Am Montag, 13. Januar 2014 15:29:28 UTC+1 schrieb John O'Keefe:
Hi Joachim -

I don't have any really good answer for this problem. So I will ramble on a bit and then agree that "ExtraGrease" on VAStGoodies is probably the best short-term (and maybe even long-term) solution.

Although there are quite a few problems associated with it.
 
Here are alternatives:

 1. Keep them with the ported code. This inevitably will cause conflict when 2 (or more) ported packages supply the same extension method. This problem is even worse when extension methods with the same selectors have different semantics.

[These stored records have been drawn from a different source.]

PR #192, opened 2016-08-10
Py3 workers changes

Preetwinder:
Mostly fixing meta.

### DIFF
--- a/frontera/contrib/backends/remote/messagebus.py
+++ b/frontera/contrib/backends/remote/messagebus.py
@@ -38,13 +38,13 @@ class MessageBusBackend(Backend):
         self.spider_log_producer.flush()
 
     def add_seeds(self, seeds):
-        self.spider_log_producer.send(seeds[0].meta['fingerprint'], self._encoder.encode_add_seeds(seeds))
+        self.spider_log_producer.send(seeds[0].meta[b'fingerprint'], self._encoder.encode_add_seeds(seeds))
 
     def page_crawled(self, response, links):
-        self.spider_log_producer.send(response.meta['fingerprint'], self._encoder.encode_page_crawled(response, links))
+        self.spider_log_producer.send(response.meta[b'fingerprint'], self._encoder.encode_page_crawled(response, links))
 
     def request_error(self, page, error):
-        self.spider_log_producer.send(page.meta['fingerprint'], self._encoder.encode_request_error(page, error))
+        self.spider_log_producer.send(page.meta[b'fingerprint'], self._encoder.encode_request_error(page, error))
 
     def _get_next_requests(self, max_n_requests, **kwargs):
         requests = []
@@ -55,7 +55,7 @@ class MessageBusBackend(Backend):
                 self._logger.warning("Could not decode message: {0}, error {1}".format(encoded, str(exc)))
             else:
                 requests.append(request)
-        self.spider_log_producer.send('0123456789abcdef0123456789abcdef012345678',
+        self.spider_log_producer.send(b'0123456789abcdef0123456789abcdef012345678',
                                       self._encoder.encode_offset(self.partition_id, self.consumer.get_offset()))
         return requests
 
--- a/frontera/contrib/backends/sqlalchemy/components.py
+++ b/frontera/contrib/backends/sqlalchemy/components.py
@@ -14,7 +14,7 @@ from frontera.utils.misc import get_crc32, chunks
 from frontera.utils.url import parse_domain_from_url_fast
 import six
 from six.moves import range
-from w3lib.util import to_native_str
+from w3lib.util import to_native_str, to_bytes
 
 
 def retry_and_rollback(func):
--- a/frontera/contrib/backends/sqlalchemy/components.py
+++ b/frontera/contrib/backends/sqlalchemy/components.py
@@ -75,7 +75,7 @@ class Metadata(BaseMetadata):
         db_page.fetched_at = datetime.utcnow()
         if isinstance(obj, Response):
             db_page.headers = obj.request.headers
-            db_page.method = obj.request.method
+            db_page.method = to_native_str(obj.request.method)
             db_page.cookies = obj.request.cookies
             db_page.status_code = obj.status_code
         return db_page
@@ -90,11 +90,11 @@ class Metadata(BaseMetadata):
 
         if isinstance(obj, Request):
             db_page.headers = obj.headers
-            db_page.method = obj.method
+            db_page.method = to_native_str(obj.method)
             db_page.cookies = obj.cookies
         elif isinstance(obj, Response):
             db_page.headers = obj.request.headers
-            db_page.method = obj.request.method
+            db_page.method = to_native_str(obj.request.method)
             db_page.cookies = obj.request.cookies
             db_page.status_code = obj.status_code
         return db_page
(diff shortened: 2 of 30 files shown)


frontera/contrib/scrapy/converters.py
```diff
@@ -50,20 +51,20 @@ def to_frontier(self, scrapy_request):
...
-        meta = frontier_request.meta.get('scrapy_meta', {})
-        meta['frontier_request'] = frontier_request
+        meta = frontier_request.meta.get(b'scrapy_meta', {})
+        meta[b'frontier_request'] = frontier_request
         return ScrapyRequest(url=frontier_request.url,
                              callback=cb,
                              errback=eb,
                              body=body,
-                             method=frontier_request.method,
+                             method=to_native_str(frontier_request.method),
```
Preetwinder: Scrapy uses native strings for method. If we pass bytes, it deforms the string.

frontera/contrib/backends/sqlalchemy/components.py
```diff
@@ -173,10 +173,10 @@ def get_next_requests(self, max_n_requests, partition_id, **kwargs):
         try:
             for item in self._order_by(self.session.query(self.queue_model).filter_by(partition_id=partition_id)).\
                     limit(max_n_requests):
-                method = item.method or 'GET'
+                method = item.method or b'GET'
```
sibiryakov: What type item.method will get? In case of sqlite and postgresql? I thought we agreed on native_str before SQLA and bytes anywhere else in Frontera.

frontera/contrib/backends/sqlalchemy/components.py
```diff
@@ -173,10 +173,10 @@ def get_next_requests(self, max_n_requests, partition_id, **kwargs):
...
                 r = Request(item.url, method=method, meta=item.meta, headers=item.headers, cookies=item.cookies)
-                r.meta['fingerprint'] = to_native_str(item.fingerprint)
-                r.meta['score'] = item.score
+                r.meta[b'fingerprint'] = to_native_str(item.fingerprint)
```
sibiryakov: I thought we agreed that both meta values and keys will be encoded in bytes?

frontera/contrib/backends/sqlalchemy/components.py
```diff
@@ -266,7 +266,7 @@ def get_next_requests(self, max_n_requests, partition_id, **kwargs):
         results = []
         for items in six.itervalues(queue):
             for item in items:
-                method = item.method or 'GET'
+                method = item.method or b'GET'
```
sibiryakov: the same about item.method here.

frontera/contrib/backends/sqlalchemy/components.py
Preetwinder: This is a mistake. I'll remove the conversion.

frontera/contrib/middlewares/domain.py
```diff
@@ -87,10 +87,10 @@ def request_error(self, request, error):
         return self._add_domain(request)
 
     def _add_domain(self, obj):
-        obj.meta['domain'] = self.parse_domain_info(obj.url, self.manager.test_mode)
```
sibiryakov: What is the type of results from parse_domain_info?

frontera/contrib/backends/sqlalchemy/components.py
Preetwinder: The type here doesn't matter because in the next line we initialize the Request object with method and it is converted to bytes in the Request model.

sibiryakov: ok

frontera/contrib/backends/sqlalchemy/components.py
Preetwinder: The same here. method is solely used to initialize Request. And we convert the method argument to bytes in the Request model.

frontera/contrib/middlewares/domain.py
Preetwinder: It returns a dictionary with netloc, name, scheme, etc. The keys are bytes and the values are native strings. Do you think it would be better to convert the values too?

sibiryakov: If we plan to declare that everything in meta has type bytes, then yes.

frontera/contrib/backends/sqlalchemy/components.py
```diff
@@ -51,20 +51,20 @@ def frontier_stop(self):
     def add_seeds(self, seeds):
         for seed in seeds:
             o = self._create_page(seed)
-            self.cache[o.fingerprint] = self.session.merge(o)
+            self.cache[to_bytes(o.fingerprint)] = self.session.merge(o)
```
Preetwinder: I have used bytes as keys for the cache in both metadata and state. The reason is to reduce the number of conversions needed in other parts of the code.

sibiryakov: That's right.

tests/contrib/backends/hbase/test_hbase.py
```diff
@@ -58,7 +58,7 @@ def test_queue_with_delay(self):
         queue.schedule(batch)
         assert queue.get_next_requests(10, 0, min_requests=3, min_hosts=1,
                    max_requests_per_host=10) == []
-        sleep(1.0)
+        sleep(1.5)
```
sibiryakov: :) I believe that would be enough :)

frontera/contrib/backends/remote/messagebus.py
```diff
@@ -38,13 +38,13 @@ def frontier_stop(self):
         self.spider_log_producer.flush()
```
sibiryakov: Is this class tested somewhere? It's minor, but I don't see any code testing it.

frontera/contrib/backends/sqlalchemy/components.py
```diff
@@ -123,18 +123,18 @@ def frontier_stop(self):
 
     @retry_and_rollback
     def fetch(self, fingerprints):
-        to_fetch = [f for f in fingerprints if f not in self._cache]
+        to_fetch = [to_native_str(f) for f in fingerprints if f not in self._cache]
```
sibiryakov: Here you search for native strings in `self._cache`

frontera/contrib/backends/sqlalchemy/components.py
```diff
@@ -123,18 +123,18 @@ def frontier_stop(self):
...
         self.logger.debug("cache size %s", len(self._cache))
         self.logger.debug("to fetch %d from %d", len(to_fetch), len(fingerprints))
 
         for chunk in chunks(to_fetch, 128):
             for state in self.session.query(self.model).filter(self.model.fingerprint.in_(chunk)):
-                self._cache[str(state.fingerprint)] = state.state
+                self._cache[to_bytes(state.fingerprint)] = state.state
```
sibiryakov: And here you store bytes to `self._cache`.

please also check if it fits the code in parent class https://github.com/scrapinghub/frontera/blob/master/frontera/contrib/backends/memory/__init__.py#L122
I see there unicode requested from meta for PY3.

frontera/contrib/backends/sqlalchemy/components.py
Preetwinder: Since `f` is iterated over `fingerprints`(which contains fingerprints as bytes), the search is carried out using f as bytes. The resulting list will have these fingerprints as native_str. `to_fetch` is then used to query the DB where we want them to be as native strings.

frontera/contrib/backends/sqlalchemy/components.py
Preetwinder: We want to use bytes for cache. MemoryState doesn't perform any conversions, it uses fingerprints as bytes. So I don't think there should be a compatibility issue.

frontera/utils/tester.py
```diff
@@ -74,10 +74,10 @@ def _run_iteration(self):
             else:
                 self.frontier.request_error(request=page_to_crawl,
                                             error=crawled_page.status)
-            assert page_to_crawl.meta['this_param'] == 'should be passed over'
-            assert page_to_crawl.headers['X-Important-Header'] == 'Frontera'
-            assert page_to_crawl.method == 'POST'
-            assert page_to_crawl.cookies['currency'] == 'USD'
+            assert page_to_crawl.meta[b'this_param'] == 'should be passed over'
```
sibiryakov: 'should be passed over' needs to be bytes too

 I see this group bloom with "Help, I cannot load XY and Z together due to load conflicts". We've seen lots of that in Pharo and Squeak...

 2. Add methods to the base. The base classes are already pretty heavy. As the product development organization, we would need to evaluate each addition very carefully. A method with the same function but a different spelling from one already in the product would likely be rejected. Also, as others have pointed out, there is a 12-month life cycle to the releases of the base product.

I was expecting you to mention this, and I fully understand. From your perspective, supporting such methods is risky.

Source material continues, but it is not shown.